The $ 1.9 billion rail project was due to start operating in 2020, but the Development Bank of China halted lending after the collapse of the Bank of Kazakhstan where the funding was deposited.
This means that a series of concrete columns winding through the capital city of Nur-Sultan are the only evidence of the China-funded project.
Kazakh officials have said they will now have to borrow from national banks to complete the work, Bloomberg reports.
Meanwhile, Tajikistan, which shares a border with China’s Xinjiang Province, was forced to cede 1,158 square kilometers of territory in the Pamir Mountains to China after defaulting on its loans.
This meant that Chinese companies were getting rights to extract gold, silver and other minerals in the region.
And Laos has become the latest victim of so-called Chinese debt diplomacy.
The South Asian country is struggling to repay Chinese loans and has ended up ceding majority control of its national electricity grid to China Southern Power Grid Company, a state-owned company.
Sri Lanka is also trapped in a vicious cycle of taking new loans from China and paying off old ones.
The country defaulted on a Chinese contract to build the Port of Hambantota – and the company got a 99-year lease in return, sparking furor.
In a damning statement, former US Secretary of State Rex Tillerson once said that Beijing “uses opaque contracts, predatory lending practices and corrupt deals that bog nations in debt and undermine their sovereignty, refusing their long-term autonomous growth â.
But Linda Calabrese, a researcher at ODI and a doctoral student at the Lau China Institute, said “no evidence of a debt trap” had been found in Hambantota’s case.
“There is currently a lot of evidence, in academic literature and other sources, that there is no conscious decision by China to trap countries in a debt trap,” she said. declared.
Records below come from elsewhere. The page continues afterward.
PR #4241, opened 2020-06-02
Add test for Glide.with before Activity's super.onCreate call

sjudd:
This makes sure we're not actually adding a duplicate Fragment. No logic changes.


Juansbulbisful:
Fixed

Juansbulbisful:
Lfix

PR #4316, opened 2020-08-19
Deduplicate HTTP Uri ModelLoaders

### LINKED ISSUE #2943: Question: HttpUriLoader and UrlUriLoader both used when image has 404: Expected?
**Glide Version**: 4.6.1
**Integration libraries**: None
**Device/Android Version**: Robolectric environment
**Issue summary**: When attempting to load an https image which returns a 404 error, the request is performed twice.
I have a test case which requests an image url, and the server returns a 404 not found. I use Wiremock for the server.

The glide code in the test:
```java
        String url = "https://127.0.0.1:31626/static/country/FR/image.jpg";
        GlideApp.with(RuntimeEnvironment.application)
                .asBitmap()
                .load(url)
                .into(new SimpleTarget<Bitmap>(100, 100) {
                    @Override
                    public void onLoadFailed(@Nullable Drawable errorDrawable) {
                        super.onLoadFailed(errorDrawable);
                        System.out.println("error");
                    }

                    @Override
                    public void onResourceReady(@NonNull Bitmap resource, @Nullable Transition<? super Bitmap> transition) {
                        System.out.println("ready");
                    }
                });
```
I noticed from Wiremock logs that the request for the image is actually being requested twice.

When debugging, I noticed:

A `MultiModelLoader` is being used. Its `modelLoaders` field has six loaders, two of which are a `HttpUriLoader` and a `UrlUriLoader`.  In `buildLoadData()`, both of these match the `handles(model)` test, so their corresponding fetchers are added to the `fetchers` field. In this case both fetchers are of type `HttpUrlFetcher`.

I didn't follow the debugger further than this to understand more, but it looks like the first fetcher fails to load the image (the 404), and so the second one must be attempted (which will also fail with a 404). I'm not sure this is efficient. Is this expected?

dlew:
## Description

This change deduplicates the identical efforts made by `UrlUriLoader` and `HttpUriLoader` by deprecating `HttpUriLoader` and removing it from the registry.

Fixes #2943

## Motivation and Context

Glide had two essentially identical ModelLoaders: UrlUriLoader and HttpUriLoader. They both were being used to defer HTTP/HTTPS Uris to another ModelLoader.

Best-case scenario, this was a harmless distraction; but in some bad cases, it was possible for both ModelLoaders to fire, duplicating work.

With this change, only one of the two HTTP Uri ModelLoaders are entered into the registry. The one no longer being used has been deprecated as well.

I chose to deprecate HttpUriLoader because it can be implemented as a UrlUriLoader (but not vice versa, due to generics). To demonstrate that it still behaves the same, the test (which now targets UrlUriLoader) is unchanged but still passes.

### DIFF
--- a/library/src/main/java/com/bumptech/glide/Glide.java
+++ b/library/src/main/java/com/bumptech/glide/Glide.java
@@ -50,7 +50,6 @@ import com.bumptech.glide.load.model.UnitModelLoader;
 import com.bumptech.glide.load.model.UriLoader;
 import com.bumptech.glide.load.model.UrlUriLoader;
 import com.bumptech.glide.load.model.stream.HttpGlideUrlLoader;
-import com.bumptech.glide.load.model.stream.HttpUriLoader;
 import com.bumptech.glide.load.model.stream.MediaStoreImageThumbLoader;
 import com.bumptech.glide.load.model.stream.MediaStoreVideoThumbLoader;
 import com.bumptech.glide.load.model.stream.QMediaStoreUriLoader;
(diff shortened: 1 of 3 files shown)


dlew:
Is there anything I could do to help get this PR approved and merged?

dlew:
Should I reopen this pull request, or start a new one with changes? It seems like this never got any maintainer attention, but the change is still valid IMO.

PR #4326, opened 2020-08-31
I think it can be optimized here.

ThirdGoddess:
## Description

Optimize the loop structure.

## Motivation and Context

Avoid reuse `preloadTargetQueue.queue.size()`. So I think it can be modified in this way.


ThirdGoddess:
@googlebot I signed it!

PR #2771, opened 2017-12-31
PMD 6.0.0

TWiStErRob:
I suggest a Squash Merge again. I suggest you take a look at the two revert commits and then the extra commits I added later. Please make sure you review thoroughly, hopefully rebase didn't mess anything up. Feel free to commit any amendments to the branch (you have write rights to all PR branches).

## Description
Upgrade PMD from 5.8.1 to 6.0.0 based on https://github.com/sjudd/glide/tree/pmd_6_0_0 branch rebased onto #2762. Mostly PMD triggered fixes and refactors.

## Motivation and Context
Better checks for finding hidden issues in the code.

PR #4354, opened 2020-09-23
Make consistent with #2771

T45K:
## Description

In #2771, `HttpUrlFetcher#loadData` was refactored ([here](https://github.com/bumptech/glide/pull/2771/files#diff-6e349798f5099eef01d1d3bce3b36058L55-L70)), but its similar method, `AssetPathFetcher#loadData` was not modified.
I thought the modification is needed for consistency.

## Motivation and Context

This PR makes this project stay consistent.

### DIFF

The Sun Online.
âChinese lenders provide money, sometimes at concessional rates, and sometimes at market rates, but they want to be paid off – they have no interest in trapping countries in debt.
âThe most famous case of a suspected debt trap, the Port of Hambantota in Sri Lanka, has been investigated by several researchers, and no evidence of a debt trap has been found. “
Yet fears that Sri Lanka could become a “Chinese colony” were rekindled this week after China won another contract to build a 17-kilometer elevated highway on the outskirts of Colombo.
The terms of the deal allow the China Harbor Engineering Company to own the highway, make a profit, before handing it over to the Sri Lankan government in 18 years, reports Nikkei Asia.
Jonathan E. Hillman, senior researcher and director of the Center for Strategic and International Studies in the United States, believes that loans from China “offer a channel of influence.”
He said: âThis can put pressure on borrowing countries to make additional concessions, such as granting privileged access to natural resources, future government contracts and diplomatic support.
“These types of concessions are more likely than asset foreclosures because they are not as publicly visible and directly linked to specific projects.”
In 2018, the Center for Global Development qualified Djibouti, Kyrgyzstan, Laos, Maldives, Mongolia, Montenegro, Pakistan and Tajikistan as “highly vulnerable to debt distress” due to the Chinese Belt and Road Initiative. the road”.